Davantage d’atouts que les générations précédentes

En parallèle, l’étude met en avant l’évolution du profil des créatrices. En 2018, suivant la tendance nationale, elles étaient plus souvent diplômées de l’enseignement supérieur (70 %, 25 points de plus qu’en 2010), que les créateurs (53 %), mais aussi plus jeunes : 18 % avaient moins de 30 ans contre 14 % des créateurs. Juste avant la création de leur entreprise, les femmes étaient plus souvent salariées que les hommes (46 % contre 42 %). Leur objectif principal étant d’assurer leur propre emploi (72 % des créatrices, contre 58 % des créateurs), que ce soit par goût d’entreprendre, par volonté d’être indépendante ou bien pour répondre aux difficultés rencontrées dans leur recherche d’un poste. 16 % des créatrices d’entreprise avaient auparavant exercé une activité salariée cadre (+7 points entre 2010 et 2018). Pour les femmes cadres, la création d’entreprise est perçue comme une opportunité de mieux valoriser leurs compétences acquises.

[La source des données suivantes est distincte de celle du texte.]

Issue #74, opened 2023-03-08
Inference on a Large Model


BenGalewsky:
_As a garden user I want to perform inference on a large model so I can get exciting scientific results_

# Assumptions:
1. These models don't go into the model repository
2. The inference step will have an endpoint uuid instead of a model ID from the repository (or field in the model metadata)
3. User has to create an MLModel directory structure in their environment. Use the standard MLFlow.predict
4. We write a custom flavor to allow `predict` on the custom model (assuming it's not just a big PyTorch model, but something specific)
5. We have the support of Eli's group to assist
6. This is easy to do. If we find lots of "gotcha's" then this becomes a spike story and provide more detailed stories of how to eventually implement this

# Description
Instead of downloading the model just call the function on the specified endpoint. We can assume that the model is mounted in the endpoint

# Acceptance Criteria
Documentation on setting up a custom funcx endpoint, how to create the MLModel db and creating a custom MLModel flavor.

A reference implementation of AlphaFold on Delta with an associated endpoint

BenGalewsky:
Actually even easier... it could be that the pipeline specifies the default FuncX Endpoint to run on and then the the inference step is nothing special. It can assume that the model lives in an expected place in the worker.

OwenPriceSkelly:
got sidetracked the other day poking around the mlflow codebase and started thinking about this story, just writing down what I think might be the easy way to do this so I don't forget: we could have an analogue to `garden_ai.Model("me@uni.edu-mylocalmodel/2")` called like `garden_ai.LocalModel(...)`, which just un-sets `os.environ['MLFLOW_TRACKING_URI']` before calling `load_model`. That way, if the endpoint's `./mlruns` local directory looks like mlflow expects, `LocalModel` would make mlflow "download" models from `./mlruns` instead of our backend; we can decide later how to handle the case where the endpoint doesn't have everything it needs in the `./mlruns` local directory (e.g. trying to run the pipeline on an endpoint which doesn't have the model saved locally)

OwenPriceSkelly:
while I'm at it: since this is for Eliu's AlphaFold model, we'll also probably need to implement a little alphafold mlflow model flavor (which will probably not be the hard part here)

WillEngler:
Closing as stale. We'll probably revisit this soon

PR #120, opened 2023-04-26
remote pipelines can set env vars

### LINKED ISSUE #102: make lazy-loaded models play nice with auth
_Now that `my_model=Model(...)` puts off the actual download until `my_model.predict` is called, the garden backend MLFlow registry needs to be accessible during the **execution** of the pipeline, not just the registration._

The environment variables `MLFLOW_TRACKING_{TOKEN, URI}` are currently set by instantiating a `GardenClient`, but in general that won't be possible on a remote endpoint. Moreover, we can't just inject these from the client instance used to register the pipeline, since a token which is valid at registration-time would just make the pipeline break as soon as it expired.

# Assumptions:
1. There exists a `RegisteredPipeline` class for remote execution (thanks, #113)
2. Calling a `RegisteredPipeline` can feed the pipeline a valid token etc for that execution by passing `_env_vars={'MY_ENV_VAR': 'env-var-value'}`, e.g. `registered_pipeline(*args, _env_vars={'MLFLOW_TRACKING_URI':'...', ...},**kwargs)` or by setting them on the instance like `registered_pipeline._env_vars={...}`
3. Setting the correct variables remotely will enable the lazy MLflow Model download, and maybe has implications for how we eventually implement #74 

# Acceptance Criteria
the `soup_edibility_predictor` pipeline ([gist](https://gist.github.com/OwenPriceSkelly/5ac5db81ee097fee0d426910e914acca)) should be able to register and execute on a funcx endpoint without failing the assertion that the model was successfully downloaded in the final step 

in general, we should be able to set environment variables per-execution for remote pipelines after this story and there should be integration tests to exercise that

OwenPriceSkelly:
Closes #102 

## Overview

- Fixes(?) code coverage 
- Remote execution via a `RegisteredPipeline`, when instantiated like `remote_pipeline = client.get_registered_pipeline(doi_or_uuid)`, will set the necessary env variables for the endpoint-side model download.
- `RegisteredPipeline`'s are callable, just like local ones, but also accept a `_env_vars` kwarg, e.g. `remote_pipeline(input_data, another_arg, _env_vars={"ENV_VAR":"ENV_VALUE"}, ...)` 
- It also has an attribute `remote_pipeline._env_vars`, which takes precedence over the kwarg if both are set. 

## Discussion

I ended up including the actual functional changes with #113's earlier PR, so it won't be obvious from this diff what is actually doing the work here -- check out the `utils.misc.inject_env_kwarg` helper and the tweak to how we register the pipeline with globus compute. 

The motivation for this was just to set the `MLFLOW_TRACKING_URI` and `MLFLOW_TRACKING_TOKEN` environment variables, but I was pleasantly surprised at how well the "funcx-middleware" approach worked; I think that if we need to implement anything more sophisticated for e.g. #74 this is probably a good way to do it. 

## Testing

New integration test(s) 👀 -- I also tried the same pipeline on the globus compute tutorial endpoint in lieu of the dlhub endpoint and the lazy model download worked successfully 🎉

----
:books: Documentation preview :books:: https://garden-ai--120.org.readthedocs.build/en/120/

### DIFF
--- a/garden_ai/client.py
+++ b/garden_ai/client.py
@@ -26,7 +26,7 @@ from rich.prompt import Prompt
 
 import garden_ai.funcx_bandaid.serialization_patch  # type: ignore # noqa: F401
 from garden_ai import local_data
-from garden_ai.gardens import Garden
+from garden_ai.gardens import Garden, PipelineNotFoundException
 from garden_ai.globus_compute.containers import build_container
 from garden_ai.globus_compute.login_manager import ComputeLoginManager
 from garden_ai.globus_compute.remote_functions import register_pipeline
@@ -357,6 +357,48 @@ class GardenClient:
         registered = RegisteredPipeline.from_pipeline(pipeline)
         local_data.put_local_pipeline(registered)
         return func_uuid
+
+    def get_registered_pipeline(
+        self, identifier: Union[UUID, str]
+    ) -> RegisteredPipeline:
+        """Return a callable ``RegisteredPipeline`` corresponding to the given uuid/doi.
+
+        Parameters
+        ----------
+        identifier : Union[UUID, str]
+            The previously registered pipeline's DOI or UUID. Raises an
+            exception if not found.
+
+        Returns
+        -------
+        RegisteredPipeline
+            Instance of ``RegisteredPipeline``, which can be run on
+            a specified remote Globus Compute endpoint (and knows how to
+            set the appropriate MLFlow environment variables).
+
+        Raises
+        ------
+        PipelineNotFoundException
+            Raised when no known pipeline exists with the given identifier.
+        """
+        is_doi = "/" in str(identifier)
+        if is_doi:
+            registered = local_data.get_local_pipeline_by_doi(str(identifier))
+        else:
+            registered = local_data.get_local_pipeline_by_uuid(identifier)
+
+        if registered is None:
+            raise PipelineNotFoundException(
+                f"Could not find any pipelines with identifier {identifier}."
+            )
+
+        self._set_up_mlflow_env()
+        registered._env_vars = {
+            "MLFLOW_TRACKING_TOKEN": os.environ["MLFLOW_TRACKING_TOKEN"],
+            "MLFLOW_TRACKING_URI": os.environ["MLFLOW_TRACKING_URI"],
+        }
+
+        return registered
 
     def publish_garden_metadata(self, garden: Garden):
         # Takes a garden, and publishes to the GARDEN_INDEX_UUID index.  Polls
--- a/pyproject.toml
+++ b/pyproject.toml
@@ -37,14 +37,14 @@ optional=true
 [tool.poetry.group.test.dependencies]
 pytest = "^7.2.0"
 pytest-mock = "^3.10.0"
-coverage = "^6.5.0"
+pytest-cov = "^4.0.0"
 flake8 = "^5.0.4"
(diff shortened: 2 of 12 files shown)


pyproject.toml
```diff
@@ -37,14 +37,15 @@ optional=true
...
-coverage = "^6.5.0"
+pytest-cov = "^4.0.0"
 flake8 = "^5.0.4"
 mypy = "^0.981"
 types-requests = "^2.20.0"
 safety = "^2.3.1"
 types-pyyaml = "^6.0.12.8"
 torch = { version = "^2.0.0"}
-tensorflow = { version = "^2.11.0", python = ">=3.8,<3.12" }
+# tensorflow = { version = "^2.11.0", python = ">=3.8,<3.12" }
```
WillEngler, line 47: Was this breaking something? (Maybe the >= 3.8 requirement in particular?) We'd like to be able to have tensorflow and torch available for tests

tests/integrations/test_pipeline_registration.py
```diff
@@ -1,13 +1,27 @@
...
 
 runner = CliRunner()
 
 
+@pytest.fixture(autouse=False)
+def do_not_set_mlflow_env_variables():
+    # actually, DO set mlflow env variables
+    # locally defining a fixture to override
+    # the one mocking `setup_mlflow_env`
+    pass
```
WillEngler, line 17: This feels kludgey (and was initiated by me, you're just seeing it to its logical conclusion). It's too bad that to set MLFlow variables, the function that needs the override has to use something called `do_not_set_mlflow_env_variables`. Some very quick Googling didn't turn up canonical ways to do setup/teardown for pytest outside of the fixture system so I don't really have an alternative to suggest atm. But I'd like us both to keep our eyes on this and get to something more intuitve.

tests/integrations/test_pipeline_registration.py
```diff
@@ -36,3 +50,50 @@ def test_run_registered_pipeline():
...
+    client.register_pipeline(pipeline, container_id)
+
+    # load from client, setting mlflow env vars
+    registered_pipeline = client.get_registered_pipeline(pipeline.uuid)
+
+    input_data = "i'm afraid of change"
+    # set arbitrary other env vars
+    test_var, test_val = (
+        "GARDEN_TEST_ENV_VARIABLE",
+        "... especially of a changing environment",
```
WillEngler, line 74: 👏

garden_ai/client.py
```diff
@@ -358,6 +358,48 @@ def register_pipeline(self, pipeline: Pipeline, container_uuid: str) -> str:
...
+        if registered is None:
+            raise PipelineNotFoundException(
+                f"Could not find any pipelines with identifier {identifier}."
+            )
+
+        self._set_up_mlflow_env()
+        registered._env_vars = {
+            "MLFLOW_TRACKING_TOKEN": os.environ["MLFLOW_TRACKING_TOKEN"],
+            "MLFLOW_TRACKING_URI": os.environ["MLFLOW_TRACKING_URI"],
+        }
```
WillEngler, line 399: The grand finale!!

WillEngler (approved):
The only non-nit I have is the comment about taking tensorflow out of the test requirements. Any way we can leave that in?

garden_ai/client.py
OwenPriceSkelly: 🎉🎉🎉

Des projets avec des apports en capitaux moindres mais aussi pérennes

Autre enseignement de cette étude : les femmes portent généralement des projets plus modestes, qui demandent moins de capital initial que les hommes. En 2018, une créatrice sur trois a démarré son projet avec moins de 2 000 €, contre un créateur sur quatre en Pays de la Loire. A contrario, elles se sont lancées moins souvent avec des budgets de plus de 80 k€ (17 % contre 19 % des hommes). Pour la création de sociétés, elles ont été plus nombreuses que les hommes à financer des projets allant de 16 k€ à 80 k€. (34 % des femmes contre 24 % des hommes). À noter que toutes entreprises confondues, le taux de pérennité à trois ans des entreprises est le même, quel que soit le sexe du créateur (88 %).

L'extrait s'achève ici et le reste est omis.